Clinical microbiology tests of value in establishing an etiologic diagnosis of infections within the central nervous system CNS are outlined below. In this section, infections are categorized as follows: meningitis, encephalitis, focal infections of brain parenchyma, CNS shunt infections, subdural empyema, epidural abscess, and suppurative intracranial thrombophlebitis. Organisms usually enter the CNS by crossing a mucosal barrier into the bloodstream followed by penetration of the blood—brain barrier.

Other routes of infection include direct extension from a contiguous structure, movement along nerves, or introduction by foreign devices. Usually 3 or 4 tubes of cerebrospinal fluid CSF are collected by lumbar puncture for diagnostic studies. The first tube has the highest potential for contamination with skin flora and should not be sent to the microbiology laboratory for direct smears, culture, or molecular studies. A minimum of 0. Larger volumes 5—10 mL increase the sensitivity of culture and are required for optimal recovery of mycobacteria and fungi.

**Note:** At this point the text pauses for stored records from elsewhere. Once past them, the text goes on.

PR #94, opened 2019-12-30
Add translator to rename monitor type values

jjbuchan:
Similar to the `replaceStringFieldValue` one but to improve readability since this use-case is not unique.  Discussed here - https://github.com/Rackspace-Segment-Support/salus-data-loader-content/pull/1#discussion_r362013705

### DIFF
--- a/src/main/java/com/rackspace/salus/telemetry/translators/RenameTypeTranslator.java
+++ b/src/main/java/com/rackspace/salus/telemetry/translators/RenameTypeTranslator.java
@@ -1,0 +1,40 @@
+/*
+ * Copyright 2019 Rackspace US, Inc.
+ *
+ * Licensed under the Apache License, Version 2.0 (the "License");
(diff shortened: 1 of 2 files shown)


src/main/java/com/rackspace/salus/telemetry/translators/RenameTypeTranslator.java
```diff
@@ -0,0 +1,40 @@
...
+
+package com.rackspace.salus.telemetry.translators;
+
+import com.fasterxml.jackson.databind.node.ObjectNode;
+import javax.validation.constraints.NotEmpty;
+import lombok.Data;
+import lombok.EqualsAndHashCode;
+
+/**
+ * Replaces a field with the new value.
```
jjbuchan:
```suggestion
 * Replaced the monitor type with the new value provided.
```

When the specimen volume is less than required for multiple test requests, prioritization of testing must be provided to the laboratory. Whenever possible, specimens for culture should be obtained prior to initiation of antimicrobial therapy. CSF Gram stains should be prepared after cytocentrifugation and positive results called to the patient care area immediately. Identification and susceptibility testing of bacteria recovered from cultures is routinely performed unless contamination during collection or processing is suspected. Most clinical microbiology laboratories do not perform all of the testing listed in the tables.

This is especially true of serologic and many molecular diagnostic tests. Although an FDA-cleared multiplex PCR targeting 14 organisms is available for diagnosing meningitis and encephalitis, it should not be considered a replacement for culture since clinical experience with the assay is limited and specificity issues have been reported [17, 18].